Wire Bridles & Copper Bridles

Just a short note:

I’ve been a staunch user of copper bridles. I think the first wire bridle I saw was on a Rogge reed. Then I saw how Jim Wenham uses them (“standard” position; just abv. the wrap). Pipe maker Tom Aebi too, who makes superb reeds, does so with the wire bridle 18mm down from the lips. Like Jim Wenham, Japanese pipemaker Makoto (yet another great reed maker), uses the wire bridle just above the wrap. Recently, I’ve seen a few Benedict Koehler reeds with wire bridles considerable above the wraps.

wire bridles positioned some millimeters above the wraps can be a work around of dealing with narrow throated chanters, and their propensity to eat the back d. However, there’s way more to this than I’m writing

I find all this interesting, so with all this wire flying about… I too revisited the wire. I started trying to make wire bridled reeds some time back. They were a real mind bender , as everything I knew changed when running the wire above the wrap. So much so, I went back to the copper bridle above the wrap. Now, with a deeper understanding (or so I think), I went back to experiment.

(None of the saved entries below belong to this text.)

PR #764, opened 2026-09-17
feat(eslint-markdown): add `punctuation` option to `no-double-punctuation`

### LINKED ISSUE #762: Rule Change: add `punctuation` option to `no-double-punctuation` rule
Add a `punctuation` option to `no-double-punctuation`, following the option design used by `no-trailing-heading-punctuation`.

## Motivation

`no-double-punctuation` currently always detects pairs made from the built-in ASCII punctuation set (including `?`). The existing `allow` option can exempt individual two-character combinations, but it cannot narrow or replace the set of punctuation characters the rule examines. Projects that intentionally use a smaller punctuation set must enumerate every permitted combination in `allow`.

A `punctuation` option would make the rule configurable at the same level as `no-trailing-heading-punctuation` while preserving the current behavior by default.

## Proposed option

Add a `punctuation: string[]` property to the rule options.

https://github.com/eslint-markdown/eslint-markdown/blob/2d58f54127ff3a1dda55b74119280bdbe3c91a6a/packages/eslint-markdown/src/rules/no-trailing-heading-punctuation.ts#L90-L94

```js
{
  'md/no-double-punctuation': ['error', {
    punctuation: ['.', '!', '?'],
    allow: ['?!', '!!'],
  }],
}
```

- Default: the current `asciiPunctuationWithQuestionMark` list, so existing configurations remain unchanged.
- Validation: an array of unique one-character strings with at least one item, matching the `punctuation` schema of `no-trailing-heading-punctuation`.
- Detection: build the double-punctuation regular expression from the configured `punctuation` list instead of the fixed constant.
- `allow`: continue to apply after detection, and validate each allowed two-character pattern against the configured punctuation list. This keeps `allow` focused on intentional combinations such as `?!`.

## Expected behavior

With `{ punctuation: ['.', '!'] }`:

- `Hello..` and `Hello!!` are reported.
- `Hello?!` is not reported because `?` is outside the configured set.
- `allow: ['!!']` exempts `Hello!!`.
- `allow: ['??']` should be rejected by option validation because `?` is not configured.

## Implementation and test notes

- Reuse `escapeStringRegexp` when constructing the configured character class, as `no-trailing-heading-punctuation` does.
- Keep the existing autofix behavior for duplicate characters and the existing suggestions for mixed characters.
- Add schema/default-option tests and cases covering custom punctuation, `allow` interaction, and backward-compatible defaults.

tunglambk:
## Prerequisites checklist

## AI acknowledgment

DeepSeek Harness (deepseek-v4.1-flash) wrote the implementation, tests, and documentation, and ran the checks below against the final commit.

`no-double-punctuation` always detects pairs from the built-in ASCII punctuation set, and `allow` can only exempt specific two-character combinations. A project that intentionally uses a smaller set has to enumerate every permitted pair, so this adds a `punctuation` option that can narrow or replace the detected set, following the option design already used by `no-trailing-heading-punctuation`.

- Added `punctuation: string[]` to `no-double-punctuation`, defaulting to `['.', ',', ';', ':', '!', '?']`. The double punctuation regular expression is built from the configured set with `escapeStringRegexp`, and the schema requires at least one unique one-character item.
- The regex is compiled with the `u` flag, so a configured astral character is matched as one character instead of two UTF-16 code units.
- `allow` still applies after detection, and each pattern is now validated against the configured set. A pattern that uses a character outside `punctuation` makes the rule fail to load with a clear message instead of being silently ignored.
- The existing autofix for duplicate characters and the suggestions for mixed pairs are unchanged, and no option supplied still behaves exactly as before.

**Scope:** `packages/eslint-markdown/src/rules/no-double-punctuation.ts`, `packages/eslint-markdown/src/rules/no-double-punctuation.test.ts`, `website/docs/rules/no-double-punctuation.md`

**Validation** (all from the repository root):

- `npm install` — passed
- `npm run test` — passed, 39 test files and 2882 tests
- `npm run build` — passed
- `npm run lint` — passed (eslint, prettier, markdownlint, editorconfig-checker; no download failure this run)

I ran the new cases against the pre-change rule first: 20 failed, including the option cases and the `allow` validation, and they pass after the change.

The tests cover the default set, narrowing and replacing the set, non-ASCII and astral characters, the `allow` interaction, and the rejection of an `allow` pattern that uses an unconfigured character. The `eslint-check` examples in `website/docs/rules/no-double-punctuation.md` were run against the built rule and report as documented.

## Related Issues

Fixes #762

**Notes:** the `allow` patterns are checked against `punctuation` when the rule is created rather than in `meta.schema`, because JSON Schema can't reference a sibling option property and ESLint's Ajv instance doesn't enable `$data`. If you'd rather have an `allow` entry outside the configured set ignored instead of rejected, that's a small change. `allow` entries are also length-checked in UTF-16 code units by the schema, so an astral pair such as `allow: ['😀😀']` is rejected even though the regex now matches it — that's deliberately out of scope for this change.


tunglambk:
Reproduced. Without the `u` flag, `punctuation: ['😀']` treats the emoji as two UTF-16 code units, so `Foo😀` was reported as double punctuation while `Foo😀😀` was not reported at all. I did not see the fixer actually corrupt the source, though: the replacement text comes from code-point destructuring, so the no-op fix left the emoji intact. The matching was definitely mis-split, so I added the `u` flag where the regex is built. ASCII output is unchanged, and two new tests pin that a single astral character is not reported and that a pair is reported and fixed to one. The docs now say characters are matched by code point.

PR #766, opened 2026-09-17
fix(eslint-markdown): handle case-insensitive `aria-hidden` values in `require-link-title` and `require-image-title`

lumirlumir:
This pull request improves the handling of the `aria-hidden="true"` attribute in both the `require-image-title` and `require-link-title` rules, making the check case-insensitive and updating related tests and documentation accordingly.

**Improvements to rule logic:**

* Updated the logic in `require-image-title.ts` and `require-link-title.ts` to treat the `aria-hidden="true"` attribute as case-insensitive by comparing the lowercased value, so values like `"TRUE"` or `"TrUe"` are now correctly recognized. [[1]](diffhunk://#diff-a271aca9751c39eb00354b8b0b9a685cb31fc4bb311a208bfc97e0ce51fbe673L134-R134) [[2]](diffhunk://#diff-2f5c0a0cf60c4bc914217f9dfcfda04bf1dd9235ecd21661f2091086de61add9L129-R129)

**Test enhancements:**

* Added test cases to `require-image-title.test.ts` and `require-link-title.test.ts` to verify that mixed- and upper-case variants of `aria-hidden="true"` are handled correctly, and to ensure that only exact matches (not substrings or values with line feeds) are ignored. [[1]](diffhunk://#diff-6135f3b3dba0adfe06f39c7745db9b71dcb0a0cd51412d6e78c4d9c8b0fb5707R107-R114) [[2]](diffhunk://#diff-7a667adf7f0da3c2abf24fd14aeedb6f51314a47a717d671ac13992c4e55b851R110-R117) [[3]](diffhunk://#diff-6135f3b3dba0adfe06f39c7745db9b71dcb0a0cd51412d6e78c4d9c8b0fb5707R408-R433) [[4]](diffhunk://#diff-7a667adf7f0da3c2abf24fd14aeedb6f51314a47a717d671ac13992c4e55b851R385-R410)

**Documentation updates:**

* Updated the documentation for both rules to clarify that `aria-hidden="true"` is now treated in a case-insensitive manner. [[1]](diffhunk://#diff-78f27e3642250175c76807ad1205285437bedfbb4c10fefde8033999346446edL16-R16) [[2]](diffhunk://#diff-6f55d0761a208353e3de1edfe7d1f17111cfb29048326e03d43700bbf71671d5L16-R16)


packages/eslint-markdown/src/rules/require-link-title.ts
```diff
@@ -126,7 +126,7 @@ export default {
               break;
             }
 
-            if (name === 'aria-hidden' && value === 'true') {
+            if (name === 'aria-hidden' && /^true$/iu.test(value)) {
```
lumirlumir: This is a small regex util, so I intentionally didn't promote it into shared constants.

packages/eslint-markdown/src/rules/require-image-title.test.ts
```diff
@@ -104,6 +104,14 @@ ruleTester('require-image-title', rule, {
...
       code: '<img src="https://example.com/image.jpg" aria-hidden="true">',
     },
+    {
+      name: 'Html node with aria-hidden attribute set to mixed-case true',
+      code: '<img src="https://example.com/image.jpg" aria-hidden="TrUe">',
+    },
+    {
+      name: 'Html node with aria-hidden attribute set to uppercase true',
+      code: '<img src="https://example.com/image.jpg" aria-hidden="TRUE">',
+    },
```
tooth-is-silver, line 114: Some browsers treat `aria-hidden` values as case-sensitive. [W3C’s ACT](https://www.w3.org/WAI/standards-guidelines/act/rules/6cfa84/#accessibility-support)
Therefore, `"TRUE"` and `"TrUe"` may not hide the element from assistive technology.
I think only the exact `"true"` value should skip this rule, and the mixed-case examples should remain invalid.

tooth-is-silver: I confirmed that we agreed to follow `@eslint/markdown`’s behavior. Please disregard this comment. 👍

tooth-is-silver (approved):
LGTM 🚀

lumirlumir:
@tooth-is-silver 

The prior arts from `@eslint/markdown`:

Without listing all of the changes (and there are quite a few), I think it’s worth the time invested for reed makers to experiment w. wire if you use copper exclusively, and vise versa. There can be certain instances when wire can get you out of a bind e.g., make a “bad reed, good.” One example would be the affects wire can have on strengthening the back d in a way a copper strip won’t, of course depending on placement (yes there are other affects, so it’s not a silver bullet, quick fix- but it may be in certain instances:-).



:smiley:

just observing,
99 % of my time spent working wire bridles was spend making english horn reeds. The main thing to know is that once tight, the wire always wants to revert to a circle; its position on the reed being dependent on where the reed needs to be ‘rounder’. Even with putting a kink in the wire for corners one can only get just-so-much of an ellipse.